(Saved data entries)
PR #13, opened 2026-09-12
Refactor SDB file handling and ignore database file

TynK-M:
## Changes

- Removed redundant `f.close() calls`, as the `with ... as` context manager handles closing files automatically.
- Abstracted SDB read and write operations into `read_sdb()` and `dump_sdb()` helper functions.
- Added `.sdb` to `.gitignore` so the local database file is not committed to the repository.

## Notes

This keeps the database file handling cleaner and prevents the local .sdb database from being tracked by Git.

PR #38, opened 2026-09-13
Added .db and .sdb ignorance

mattsva:
Just a quick fix, that no one ever again will commit there .sdb files. (I added .db too just in case)


TynK-M:
It's already part of https://github.com/danieldeer/seriousdb/pull/13

mattsva:
> It's already part of #13


Yeah, but that would be two separate changes in one PR. I think that's better kept separate, especially since this needs to get into the main branch as quickly as possible so nobody accidentally commits those files. (I know "as quickly as possible" sounds a bit dramatic)

Don't get me wrong, your PR looks good, but I still think these should be two separate PRs. This one has a single purpose: adding the `.gitignore`. Keeping it separate makes the change easier to review and merge independently.

crydafan:
Hey, @mattsva while I agree that we need to make PRs scoped to a targeted issue, this adds too much bureaucracy to the project. Sometimes multiple changes in a single PR (like ignore tracking `.db` and `.sdb` files) are fine.

mattsva:
Yeah, I just want that to be merged, if yours get merge too, if it's good, mine isn't needed anymore and I close it without hesitation.


So if yours merge before.

mattsva:
Yeah, I maybe I close this. @danieldeer will for sure merge something in with the gitignore.

PR #42, opened 2026-09-13
Removing non-needed calls to close

Airbag65:
Since the file is opened within the `with` statements, the files are automatically closed when the execution leaves the scope of the `with` statement. The extra calls to f.close() don't do any harm at the moment but they are not needed and can thus cause unnecessary overhead


danieldeer:
Merged in a separate PR #43 

Next time I need to properly process the PRs, I messed up by essentially copying the provided code and merging it in my own PR. Sorry. The commit is still authored by you!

### Try it
In full and without alteration, copy the entries.

### Answer to the exercise
PR #13, opened 2026-09-12
Refactor SDB file handling and ignore database file

TynK-M:
## Changes

- Removed redundant `f.close() calls`, as the `with ... as` context manager handles closing files automatically.
- Abstracted SDB read and write operations into `read_sdb()` and `dump_sdb()` helper functions.
- Added `.sdb` to `.gitignore` so the local database file is not committed to the repository.

## Notes

This keeps the database file handling cleaner and prevents the local .sdb database from being tracked by Git.

PR #38, opened 2026-09-13
Added .db and .sdb ignorance

mattsva:
Just a quick fix, that no one ever again will commit there .sdb files. (I added .db too just in case)


TynK-M:
It's already part of https://github.com/danieldeer/seriousdb/pull/13

mattsva:
> It's already part of #13


Yeah, but that would be two separate changes in one PR. I think that's better kept separate, especially since this needs to get into the main branch as quickly as possible so nobody accidentally commits those files. (I know "as quickly as possible" sounds a bit dramatic)

Don't get me wrong, your PR looks good, but I still think these should be two separate PRs. This one has a single purpose: adding the `.gitignore`. Keeping it separate makes the change easier to review and merge independently.

crydafan:
Hey, @mattsva while I agree that we need to make PRs scoped to a targeted issue, this adds too much bureaucracy to the project. Sometimes multiple changes in a single PR (like ignore tracking `.db` and `.sdb` files) are fine.

mattsva:
Yeah, I just want that to be merged, if yours get merge too, if it's good, mine isn't needed anymore and I close it without hesitation.


So if yours merge before.

mattsva:
Yeah, I maybe I close this. @danieldeer will for sure merge something in with the gitignore.

PR #42, opened 2026-09-13
Removing non-needed calls to close

Airbag65:
Since the file is opened within the `with` statements, the files are automatically closed when the execution leaves the scope of the `with` statement. The extra calls to f.close() don't do any harm at the moment but they are not needed and can thus cause unnecessary overhead


danieldeer:
Merged in a separate PR #43 

Next time I need to properly process the PRs, I messed up by essentially copying the provided code and merging it in my own PR. Sorry. The commit is still authored by you!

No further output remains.